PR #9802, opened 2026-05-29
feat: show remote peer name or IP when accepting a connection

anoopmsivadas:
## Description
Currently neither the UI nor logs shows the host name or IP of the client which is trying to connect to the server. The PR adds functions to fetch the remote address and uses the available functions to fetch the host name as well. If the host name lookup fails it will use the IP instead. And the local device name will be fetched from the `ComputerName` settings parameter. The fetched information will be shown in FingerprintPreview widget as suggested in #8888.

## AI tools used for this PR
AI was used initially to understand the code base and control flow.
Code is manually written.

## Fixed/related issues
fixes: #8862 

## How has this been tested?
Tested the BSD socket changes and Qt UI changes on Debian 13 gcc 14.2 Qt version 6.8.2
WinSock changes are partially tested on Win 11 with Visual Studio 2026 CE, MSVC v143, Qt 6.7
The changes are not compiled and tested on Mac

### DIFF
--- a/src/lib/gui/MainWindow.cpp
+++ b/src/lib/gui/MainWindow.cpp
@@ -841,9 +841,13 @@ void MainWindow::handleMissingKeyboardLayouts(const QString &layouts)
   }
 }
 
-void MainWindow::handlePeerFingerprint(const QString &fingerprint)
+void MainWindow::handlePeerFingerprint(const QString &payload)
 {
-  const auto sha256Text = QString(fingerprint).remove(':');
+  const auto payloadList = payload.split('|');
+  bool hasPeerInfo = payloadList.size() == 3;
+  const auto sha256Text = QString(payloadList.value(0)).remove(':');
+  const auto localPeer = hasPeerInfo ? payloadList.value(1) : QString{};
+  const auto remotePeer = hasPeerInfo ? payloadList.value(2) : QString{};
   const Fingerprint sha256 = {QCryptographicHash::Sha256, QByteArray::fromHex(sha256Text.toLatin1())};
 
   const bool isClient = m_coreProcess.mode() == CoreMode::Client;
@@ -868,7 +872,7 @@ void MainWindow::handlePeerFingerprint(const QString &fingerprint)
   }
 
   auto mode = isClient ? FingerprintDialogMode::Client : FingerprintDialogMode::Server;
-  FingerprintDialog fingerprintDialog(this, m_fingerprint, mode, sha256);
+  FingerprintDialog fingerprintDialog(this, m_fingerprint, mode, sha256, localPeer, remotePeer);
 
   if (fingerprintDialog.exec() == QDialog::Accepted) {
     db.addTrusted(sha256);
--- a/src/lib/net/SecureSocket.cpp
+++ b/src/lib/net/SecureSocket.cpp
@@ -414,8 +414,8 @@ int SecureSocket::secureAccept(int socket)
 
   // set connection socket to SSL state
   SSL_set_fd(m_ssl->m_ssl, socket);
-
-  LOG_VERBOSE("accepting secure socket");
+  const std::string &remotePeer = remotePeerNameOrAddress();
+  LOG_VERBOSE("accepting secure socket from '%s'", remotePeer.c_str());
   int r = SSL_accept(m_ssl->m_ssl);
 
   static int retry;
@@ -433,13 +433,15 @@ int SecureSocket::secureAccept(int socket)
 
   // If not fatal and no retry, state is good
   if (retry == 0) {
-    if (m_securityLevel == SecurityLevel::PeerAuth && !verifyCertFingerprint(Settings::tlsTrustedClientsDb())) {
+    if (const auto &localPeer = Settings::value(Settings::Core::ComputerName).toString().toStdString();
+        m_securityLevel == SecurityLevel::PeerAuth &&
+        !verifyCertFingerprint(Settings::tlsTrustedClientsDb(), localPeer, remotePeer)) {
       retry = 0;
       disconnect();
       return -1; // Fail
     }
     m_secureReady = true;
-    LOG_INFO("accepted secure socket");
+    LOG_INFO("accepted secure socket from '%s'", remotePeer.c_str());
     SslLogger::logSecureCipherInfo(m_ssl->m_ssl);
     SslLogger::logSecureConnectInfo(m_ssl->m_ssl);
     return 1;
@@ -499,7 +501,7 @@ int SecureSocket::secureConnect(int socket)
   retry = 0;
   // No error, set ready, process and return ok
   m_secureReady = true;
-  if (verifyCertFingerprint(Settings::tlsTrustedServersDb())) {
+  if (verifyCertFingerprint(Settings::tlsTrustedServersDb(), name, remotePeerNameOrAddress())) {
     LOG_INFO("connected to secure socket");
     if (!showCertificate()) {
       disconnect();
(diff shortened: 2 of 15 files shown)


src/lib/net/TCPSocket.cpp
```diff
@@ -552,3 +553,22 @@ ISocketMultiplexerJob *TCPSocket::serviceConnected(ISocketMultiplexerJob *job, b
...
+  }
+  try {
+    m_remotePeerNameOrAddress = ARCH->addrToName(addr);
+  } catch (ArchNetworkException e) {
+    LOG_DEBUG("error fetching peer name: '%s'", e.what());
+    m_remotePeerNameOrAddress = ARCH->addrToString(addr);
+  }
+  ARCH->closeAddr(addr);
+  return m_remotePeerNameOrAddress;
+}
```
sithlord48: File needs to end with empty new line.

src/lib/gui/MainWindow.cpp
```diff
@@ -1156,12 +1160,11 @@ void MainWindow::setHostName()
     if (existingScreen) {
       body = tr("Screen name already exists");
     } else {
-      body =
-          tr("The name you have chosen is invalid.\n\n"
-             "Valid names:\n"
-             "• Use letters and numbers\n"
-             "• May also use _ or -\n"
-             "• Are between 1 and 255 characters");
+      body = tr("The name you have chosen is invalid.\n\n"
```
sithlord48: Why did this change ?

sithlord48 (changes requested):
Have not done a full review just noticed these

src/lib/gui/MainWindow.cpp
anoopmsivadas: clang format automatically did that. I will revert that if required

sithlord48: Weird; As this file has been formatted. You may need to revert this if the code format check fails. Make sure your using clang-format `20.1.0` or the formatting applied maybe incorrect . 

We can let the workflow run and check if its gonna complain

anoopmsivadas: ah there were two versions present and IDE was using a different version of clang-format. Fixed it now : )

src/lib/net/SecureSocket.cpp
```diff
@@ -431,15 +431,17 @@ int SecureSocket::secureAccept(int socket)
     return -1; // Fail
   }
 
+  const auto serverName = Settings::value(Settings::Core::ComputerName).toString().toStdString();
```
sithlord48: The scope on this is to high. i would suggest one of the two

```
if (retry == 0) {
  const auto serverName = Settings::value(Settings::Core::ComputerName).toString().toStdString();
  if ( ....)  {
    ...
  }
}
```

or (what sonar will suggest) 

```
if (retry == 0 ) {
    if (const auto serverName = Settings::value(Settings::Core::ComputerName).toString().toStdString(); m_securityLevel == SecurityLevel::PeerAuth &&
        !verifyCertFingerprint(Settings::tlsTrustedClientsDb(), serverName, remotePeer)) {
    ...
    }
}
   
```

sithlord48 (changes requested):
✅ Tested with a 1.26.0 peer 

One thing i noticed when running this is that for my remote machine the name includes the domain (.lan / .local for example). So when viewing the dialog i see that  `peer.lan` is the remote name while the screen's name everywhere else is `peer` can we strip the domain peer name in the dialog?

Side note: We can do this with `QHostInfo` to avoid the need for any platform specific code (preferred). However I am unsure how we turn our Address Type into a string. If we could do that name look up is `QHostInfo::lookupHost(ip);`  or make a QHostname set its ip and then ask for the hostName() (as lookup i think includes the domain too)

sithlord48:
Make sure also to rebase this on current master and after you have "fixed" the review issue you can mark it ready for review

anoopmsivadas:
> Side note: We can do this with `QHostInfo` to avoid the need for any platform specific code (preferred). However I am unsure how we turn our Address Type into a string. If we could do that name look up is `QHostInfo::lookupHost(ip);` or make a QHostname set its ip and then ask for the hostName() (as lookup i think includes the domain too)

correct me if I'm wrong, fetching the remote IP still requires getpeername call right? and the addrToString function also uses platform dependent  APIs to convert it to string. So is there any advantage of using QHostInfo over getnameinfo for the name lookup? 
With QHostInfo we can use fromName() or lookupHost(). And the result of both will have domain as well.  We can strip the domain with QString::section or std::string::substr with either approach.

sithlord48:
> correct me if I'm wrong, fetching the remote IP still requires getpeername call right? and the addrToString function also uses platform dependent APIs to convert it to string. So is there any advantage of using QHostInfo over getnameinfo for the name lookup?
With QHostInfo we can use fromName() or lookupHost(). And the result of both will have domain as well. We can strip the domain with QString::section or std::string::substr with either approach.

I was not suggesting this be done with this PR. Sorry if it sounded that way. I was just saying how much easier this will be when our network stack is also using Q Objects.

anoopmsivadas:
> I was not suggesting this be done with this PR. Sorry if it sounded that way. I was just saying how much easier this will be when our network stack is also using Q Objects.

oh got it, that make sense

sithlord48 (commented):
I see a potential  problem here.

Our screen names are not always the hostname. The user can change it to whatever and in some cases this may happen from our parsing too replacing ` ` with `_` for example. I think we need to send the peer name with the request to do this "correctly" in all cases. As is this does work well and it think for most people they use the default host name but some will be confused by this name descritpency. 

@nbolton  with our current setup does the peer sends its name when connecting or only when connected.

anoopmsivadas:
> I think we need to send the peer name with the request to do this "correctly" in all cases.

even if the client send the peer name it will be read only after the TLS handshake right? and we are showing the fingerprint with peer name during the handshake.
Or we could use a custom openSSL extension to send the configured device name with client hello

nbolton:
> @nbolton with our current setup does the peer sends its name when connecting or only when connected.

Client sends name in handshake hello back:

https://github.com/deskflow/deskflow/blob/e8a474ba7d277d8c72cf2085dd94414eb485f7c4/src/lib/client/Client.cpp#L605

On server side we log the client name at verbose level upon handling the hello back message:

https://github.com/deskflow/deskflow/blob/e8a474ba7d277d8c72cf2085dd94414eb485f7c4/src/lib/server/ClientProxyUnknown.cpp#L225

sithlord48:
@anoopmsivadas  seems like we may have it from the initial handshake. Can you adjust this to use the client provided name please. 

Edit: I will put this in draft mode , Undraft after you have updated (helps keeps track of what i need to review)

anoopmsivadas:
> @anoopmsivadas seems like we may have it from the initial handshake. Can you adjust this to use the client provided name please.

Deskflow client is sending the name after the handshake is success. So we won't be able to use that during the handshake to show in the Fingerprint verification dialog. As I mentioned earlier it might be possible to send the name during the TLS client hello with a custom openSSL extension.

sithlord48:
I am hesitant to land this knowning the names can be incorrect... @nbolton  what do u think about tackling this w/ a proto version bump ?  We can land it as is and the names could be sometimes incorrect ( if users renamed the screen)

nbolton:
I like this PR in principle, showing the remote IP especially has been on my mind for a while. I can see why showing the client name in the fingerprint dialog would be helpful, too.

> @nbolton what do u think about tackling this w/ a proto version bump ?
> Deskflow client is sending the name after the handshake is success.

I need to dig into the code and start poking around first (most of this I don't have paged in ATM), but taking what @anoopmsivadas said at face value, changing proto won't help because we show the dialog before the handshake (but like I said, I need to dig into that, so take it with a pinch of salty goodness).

******************************

(What is required):
When you reach the line containing "db.addTrusted(sha256);" in the data above, start copying exactly, and stop after the line containing "(m_securityLevel == SecurityLevel::PeerAuth".

(Reply):
     db.addTrusted(sha256);
--- a/src/lib/net/SecureSocket.cpp
+++ b/src/lib/net/SecureSocket.cpp
@@ -414,8 +414,8 @@ int SecureSocket::secureAccept(int socket)
 
   // set connection socket to SSL state
   SSL_set_fd(m_ssl->m_ssl, socket);
-
-  LOG_VERBOSE("accepting secure socket");
+  const std::string &remotePeer = remotePeerNameOrAddress();
+  LOG_VERBOSE("accepting secure socket from '%s'", remotePeer.c_str());
   int r = SSL_accept(m_ssl->m_ssl);
 
   static int retry;
@@ -433,13 +433,15 @@ int SecureSocket::secureAccept(int socket)
 
   // If not fatal and no retry, state is good
   if (retry == 0) {
-    if (m_securityLevel == SecurityLevel::PeerAuth && !verifyCertFingerprint(Settings::tlsTrustedClientsDb())) {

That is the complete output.